Task description
What the task requires is each entry, restated exactly.

Supplied data
PR #147, opened 2018-07-10
Updated fs & httpserver to expose ReadPlan's on file inodes

edmc-ss:


edmc-ss:
@gerardgine - Please excuse the branch name... it was originally named for the first step I did to enable reporting of the ExtentMap's entire contents... but then, well, you were so fast getting me the HTML/JS that I just went ahead and finished everything :-).

As you mentioned in Slack, I believe you wanted to unify some layout discrepancy you noted on the SnapShot page... so here's the PR we can amend with that change if you want...

edmc-ss:
Added httpserver.gitDescribeOutput string... now we need to communicate it out of the HTTP Server both on the web page as well as a normal GET response...

edmc-ss:
OK... so we have a problem...
"git" is apparently not in $PATH when running the CI build :-(

edmc-ss:
Resolution: Travis is doing a git clone --depth=50... and git describe just happens to not find any tags looking back 50 commits... indeed, it will find 1.5.3 84 commits back. If --depth had been at least 84, it wouldn't have failed...

edmc-ss:
On to @gerardgine for his updates to the httpserver/html_templates.go to display the output of `GET /version` in the appropriate way on each of the web pages. We should be good to merge to development after that.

Exercise answer
PR #147, opened 2018-07-10
Updated fs & httpserver to expose ReadPlan's on file inodes

edmc-ss:


edmc-ss:
@gerardgine - Please excuse the branch name... it was originally named for the first step I did to enable reporting of the ExtentMap's entire contents... but then, well, you were so fast getting me the HTML/JS that I just went ahead and finished everything :-).

As you mentioned in Slack, I believe you wanted to unify some layout discrepancy you noted on the SnapShot page... so here's the PR we can amend with that change if you want...

edmc-ss:
Added httpserver.gitDescribeOutput string... now we need to communicate it out of the HTTP Server both on the web page as well as a normal GET response...

edmc-ss:
OK... so we have a problem...
"git" is apparently not in $PATH when running the CI build :-(

edmc-ss:
Resolution: Travis is doing a git clone --depth=50... and git describe just happens to not find any tags looking back 50 commits... indeed, it will find 1.5.3 84 commits back. If --depth had been at least 84, it wouldn't have failed...

edmc-ss:
On to @gerardgine for his updates to the httpserver/html_templates.go to display the output of `GET /version` in the appropriate way on each of the web pages. We should be good to merge to development after that.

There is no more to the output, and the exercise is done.